§ THE TASK: Please report how many lines of the listing contain the string "WebRoot", giving the number only.

§ RECORDS SHOWN:
--------------------

PR #452, opened 2025-06-24
Add unit testing with Vitest

mikeyavorsky:
We are working to add playwright end-to-end testing to our Github Actions workflows. In the meantime, we can add unit testing for front-end components with Vitest and run that on pull requests, similar to what we used to do with Jest.

### DIFF
--- a/.github/workflows/frontend-checks.yml
+++ b/.github/workflows/frontend-checks.yml
@@ -28,3 +28,7 @@ jobs:
       - name: Formatting
         if: always()
         run: npm run check-formatting
+
+      - name: Vitest
+        if: always()
+        run: npm run test:unit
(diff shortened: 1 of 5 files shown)


.github/workflows/frontend-checks.yml
DMalone87, line 1: On my first run, I had to run `npm install` to add Vitest. That shouldn't be required after a rebuild I think... maybe there's a step missing to update something as part of this PR?

DMalone87 (approved):

.github/workflows/frontend-checks.yml
DMalone87: Talked to @signalflowsean and confirmed that this is normal.

PR #461, opened 2025-08-01
Adds pagination to search results

DMalone87:
Adds pagination and a function that can be used to apply the pagination schema to any list of items.


DMalone87:
Using other version

PR #482, opened 2025-09-22
Update User model

DMalone87:
- Added Contact nodes for email, phone numbers, and social media
- Added a user factory method to create users with contacts
- User may have more than one email address
- User may have more than one phone number
- User has a primary email address
- User now has social media information (Twitter handle, Facebook profile, etc)


DMalone87:
Will merge without a migration runner for now to allow progress on blocked tasks. The migration scripts are included though.

PR #515, opened 2026-01-07
Moved pydantic models to dto/ and fixed pagination bug in routes

maxaaronson:


backend/dto/agency.py
DMalone87: Let's group the DTO files based on the way they're grouped in `models` rather than routes. Routes can change and touch multiple domains, but the models grouping will be pretty stable.

DMalone87: Actually, never mind. I see you have some route specific logic included here. This is good.

DMalone87 (approved):

PR #525, opened 2026-01-30
[Feature] Issue 440 fuzzy search

JMStudiosJoe:
added to query level for level of effort is 1 line and goes to each search query in the backend. found details for change from https://stackoverflow.com/questions/71162486/neo4j-full-text-index-terms-found


JMStudiosJoe:
wooooo

PR #578, opened 2020-03-09
PREAPPS-4347 :  Reskin of error.jsp and remove of url from 2fa and forgetpassword flow

auminpatel:
reskin of error.jsp page and removing zimbra url from 2fa and forgort-password flow and url for the login page can be cusotomised in WebRoot/skins/harmony/skin.properties

PR #795, opened 2023-02-03
ZCS-12944: changed to get skin from pageContext on error.jsp

k-kato:
**Issue:**
When error.jsp is shown, default skin harmony is always used.
When user accesses ZWC with virtual hostname and zimbraPrefSkin is set on the domain, css files defined in the skin should be used.

**Fix:**
`<app:skinAndRedirect />` at line 26 gets a skin of a domain based on access URL. The skin is set in "skin" attribute of pageContext.
After the fix, skin is identified as follows:
1. If request url for error.jsp has "skin" parameter, it is used.
2. If not, a skin set in pageContext is used.
3. If both empty or null, zimbraDefaultSkin in init parameter is used.

The PR is adding the 2nd logic.

### DIFF
--- a/WebRoot/public/error.jsp
+++ b/WebRoot/public/error.jsp
@@ -29,7 +29,11 @@
 
 <%
 	String skin = request.getParameter("skin");
-	if (skin == null || !Pattern.matches("^[0-9A-Za-z]+$", skin)) {
+	if (skin == null) {
+		Object o = pageContext.getAttribute("skin", PageContext.REQUEST_SCOPE);
+		skin = String.valueOf(o);
+	}
+	if (skin == null || "null".equals(skin) || !Pattern.matches("^[0-9A-Za-z]+$", skin)) {
 		skin = application.getInitParameter("zimbraDefaultSkin");
 	}
 %>


WebRoot/public/error.jsp
```diff
@@ -29,7 +29,11 @@
 
 <%
 	String skin = request.getParameter("skin");
-	if (skin == null || !Pattern.matches("^[0-9A-Za-z]+$", skin)) {
+	if (skin == null) {
+		Object o = pageContext.getAttribute("skin", PageContext.REQUEST_SCOPE);
+		skin = String.valueOf(o);
+	}
+	if (skin == null || "null".equals(skin) || !Pattern.matches("^[0-9A-Za-z]+$", skin)) {
 		skin = application.getInitParameter("zimbraDefaultSkin");
```
silentsakky, line 37: I am a little bit confused on why we need this here, skinAndRedirect is already handling logic of getting correct skin parameter so why do we need to get zimbraDefaultSkin here?

k-kato: The logic has been added on https://github.com/Zimbra/zm-web-client/pull/578
In `error.jsp`, a skin can be specified using a url parameter like `https://host/aaa?skin=xxx`
If `skin` parameter is specified but the value does not match `^[0-9A-Za-z]+$`, `zimbraDefaultSkin` is set as a skin here.

The 2nd logic being added in the PR (which is described in Description of the PR) is executed only when a request url does not have `skin` parameter.

miteshsavani810 (approved):

JayaG (approved):

silentsakky:
I am trying out some alternative methods to solve this as I feel we are overcomplicating things currently, so wait for sometime on this

k-kato:
Created PRs for a different approach.
* https://github.com/Zimbra/zm-web-client/pull/803
* https://github.com/Zimbra/zm-taglib/pull/47

Close the PR.

PR #801, opened 2023-02-16
ZCS-13042: fixed for device with small screen resolution

k-kato:
**Issue:**
Looping access occurs when accessing Classic UI from PC with small resolution.

Steps to reproduce:
1. set account's zimbraPrefClientType to "advanced"
2. access Login page using a PC browser. The display resolution is less than 600x800 (width x height)
3. choose "Classic" client type and log in to the account. The URL has "client=advanced" parameter. (https://host/?client=advanced )
6. remove the parameter and access https://host/
7. Looping access occurs. The URL has "client=standard" parameter.

**Changes:**
* launchZCS.jsp: changed the parameter to `screenSize=small` for redirection to login.jsp
* login.jsp
    * when parameter has `screenSize=small` and Modern UI is supported, set `client` to `modern`
    * when parameter has `screenSize=small` and Modern UI is not supported, set `client` to `notfound` because both advanced and modern are unavailable for the device. In addition, an error message is set.
    * If `client` is `notfound`, force to logout. If the error message has been set for small screen device, it is shown in login page.

Related PR:
* https://github.com/Zimbra/zm-ajax/pull/121

### DIFF
--- a/WebRoot/public/login.jsp
+++ b/WebRoot/public/login.jsp
@@ -43,7 +43,7 @@
 <fmt:setBundle basename="/messages/ZMsg" var="zmsg" scope="request"/>
 
 <%-- query params to ignore when constructing form port url or redirect url --%>
-<c:set var="ignoredQueryParams" value=",loginOp,loginNewPassword,totpcode,loginConfirmNewPassword,loginErrorCode,username,email,password,zrememberme,ztrusteddevice,zlastserver,client,login_csrf,"/>
+<c:set var="ignoredQueryParams" value=",loginOp,loginNewPassword,totpcode,loginConfirmNewPassword,loginErrorCode,username,email,password,zrememberme,ztrusteddevice,zlastserver,client,login_csrf,screenSize,"/>
 
 <%-- get useragent --%>
 <zm:getUserAgent var="ua" session="false"/>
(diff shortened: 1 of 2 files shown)


sitaram-mulik-synacor (approved):

WebRoot/public/login.jsp
```diff
@@ -256,7 +256,20 @@
                         
                         <c:set var="isUpgradedMailbox" value="${isUpgradedMailbox}" />
                         <c:set var="prefClientType" value="${requestScope.authResult.prefs.zimbraPrefClientType[0]}" />
-                        
+
+                        <c:if test="${param.screenSize eq 'small' && empty client}">
```
miteshsavani810, line 260: @k-kato 
What happen if user logged in the classic client and then reduce the screen size and reload the browser.
Will it switch to modern client ?

k-kato: @miteshsavani810 It depends on conditions.

(A) When zimbraPrefClientType is advanced and Default client is selected in login page, `client=advanced` is not added to URL parameter. In this case, when screen size is reduced and the page is reloaded, it is redirected to `https://host/?screenSize=small` to access login page. If Modern UI is supported (`/modern` exists or the browser is not IE11), it is redirected to Modern client. If not, the user logs out and an error is shown in login page.

(B) When Classic client is selected in login page, `client=advanced` is added to URL parameter regardless of zimbraPrefClientType. In this case, when screen size is reduced and the page is reloaded, it is not redirected. Classic UI is still shown. It is processed by `<c:if test="${param.client ne 'advanced'}">` in launchZCS.jsp at line 330.

k-kato: This means, the redirection does not happen when user selects Classic in login page explicitly.
Then the error message includes `If you still want to use it, please choose "Classic" in Web App Version.` as defined in https://github.com/Zimbra/zm-ajax/pull/121.

miteshsavani810: Ok. Got it. Thanks.

miteshsavani810 (approved):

--------------------

§ RESULT OF THE EXERCISE: 7